In experimental study, prevents senescent cell accumulation, phenotype expression
MONDAY, March 21, 2016 (HealthDay News) — A novel mechanism has been proposed for the role of exercise in mitigating the detrimental impact of a fast-food diet (FFD) in mice, via prevention of cellular senescence, according to an experimental study published March 16 in Diabetes.
Marissa J. Schafer, Ph.D., from the Mayo Clinic in Rochester, Minn., and colleagues examined the extent to which diet and exercise affect the behavior and accretion of senescent cells within distinct tissues. Using transgenic mice that express enhanced green fluorescent protein (EGFP) in response to activation of the senescence-associated p16INK4a promoter, the authors examined whether exercise prevents senescent cell accumulation and systemic metabolic dysfunction induced by a FFD.

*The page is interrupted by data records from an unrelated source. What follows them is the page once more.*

PR #830, opened 2023-01-10
sentry: send message

battlmonstr:


sentry/silkworm/sentry/rlpx/server.cpp
```diff
@@ -99,4 +111,24 @@ awaitable<void> Server::start(
...
+}
+
+awaitable<void> Server::enumerate_random_peers(size_t max_count, std::function<awaitable<void>(Peer&)> callback) {
+    co_await co_spawn(strand_, enumerate_random_peers_in_strand(max_count, callback), use_awaitable);
+}
+
+awaitable<void> Server::enumerate_peers_in_strand(std::function<awaitable<void>(Peer&)> callback) {
+    for (auto& peer : peers_) {
+        co_await callback(*peer.first);
+    }
```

The researchers demonstrated that FFD consumption caused deleterious changes in body weight and composition, and in measures of physical, cardiac, and metabolic health. FFD correlated with increases in several markers of senescence, including p16, EGFP, senescence-associated β-galactosidase, and the senescence-associated secretory phenotype (SASP), specifically in visceral adipose tissue. Exercise was found to prevent the accumulation of senescent cells and SASP expression. Following long-term FFD-feeding, exercise correlated with reductions in senescent phenotype markers in visceral adipose tissue, and attenuated physical impairments.
“These findings highlight a novel mechanism by which exercise mediates its beneficial effects and reinforce the impact of modifiable lifestyle choices on health span,” the authors write.